Keith ac7xc-lnx at wvi.com
Wed Apr 21 14:56:10 UTC 2004


On Wed, 2004-04-21 at 06:18, Keven Ring wrote:
> Keith wrote:
> 
> >On Tue, 2004-04-20 at 07:54, Jon Shorie wrote:
> >  
> >
> >>>I have a binary print server that requires LPRng, however
> >>>the folks at KDE and/or Fedora Developing have made it so
> >>>that CUPS is required to be installed to install KDE base.
> >>>This policy is short sighted and this forcing the adoption
> >>>of a print server system is anti-Open Source and choice.
> >>>I hope that this policy by Fedora Development and/or KDE
> >>>will stop now.
> >>> The Fedora development team do not have to support LPRng
> >>>but the way that they have forced CUPS down the throats of
> >>>Fedora users is absolutely wrong.
> >>>
> I have taken this off-list....
> 
> Are you suggesting that the Fedora team does not support *any* printing 
> package?  I mean, if they don't have to support LPRng, and they are bad 
> for forcing CUPS down your throat, then, it sounds like they are damned 
> if they do, damned if they don't.
> 

No, Requiring CUPS to install KDE is not the correct procedure.


> So, to answer your specific question, "Why does the KDE RPMs require 
> CUPS".  Because KDE has items which require print capabilities, and the 
> Fedora team decided to use CUPS for their SYSTEM WIDE printing 
> mechanism.  If you don't agree with their choice of CUPS, talk to them 
> on the -devel list, not on a PRODUCTION RELEASE list.
> 

 Requiring CUPS to install KDE isn't the proper way to distribute open
source.
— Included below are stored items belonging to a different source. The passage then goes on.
PR #472, opened 2021-11-10
Company house non UK (British isles only) country codes

abhi-markan:
1. UK countries from company house API will be converted to GBR.
2. When GBR is pre-defined ACBS country code call is skipped.

### DIFF
--- a/azure-functions/acbs-function/constants/deal.js
+++ b/azure-functions/acbs-function/constants/deal.js
@@ -24,10 +24,24 @@ const CURRENCY = {
   DEFAULT: 'GBP',
 };
 
+const COUNTRY = {
+  DEFAULT: 'GBR',
+};
+
+const UNITED_KINGDOM = [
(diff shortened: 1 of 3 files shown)


azure-functions/acbs-function/constants/deal.js
```diff
@@ -24,10 +24,24 @@ const CURRENCY = {
   DEFAULT: 'GBP',
 };
 
+const COUNTRY = {
+  DEFAULT: 'GBR',
+};
+
+const UNITED_KINGDOM = [
+  'united kingdom',
```
IgnatG, line 32: are they supposed to be lowercased?

abhi-markan: I have converted it to lower case for comparison, I also convert the country to lower case for true like comparison.

IgnatG (approved):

Mandrake, SuSE and many other distributions don't force CUPS
down the throats of the end user to install KDE.


> I'm sure KDE can use either CUPS or LPRng, or, if you really want, a 
> hammer and a chisel.  What you are *whining* about is that you were not 
> presented with an option "Shall I install CUPS, the most widely used 
> UNIX Printing Solution, or LPRng to support your arcane binary print 
> server that is not RFC 1179 compliant"

 Whining is good for development and the most usability for the end
user. If people aren't allowed to complain about the product then 
the developers and end user have no communication and the product sucks.


>  during the install.  Of course, 
> if they did that, the installer would be 1000x more complicated than it 
> currently is, and no one would use it.

 KDE does not require CUPS, it is Red Hat & Fedora development team
that  require CUPS to install KDE. 



-- 
Best Regards,  Keith
NW Oregon Radio http://kilowatt-radio.org/
Pax melior est quam iustissimum bellum.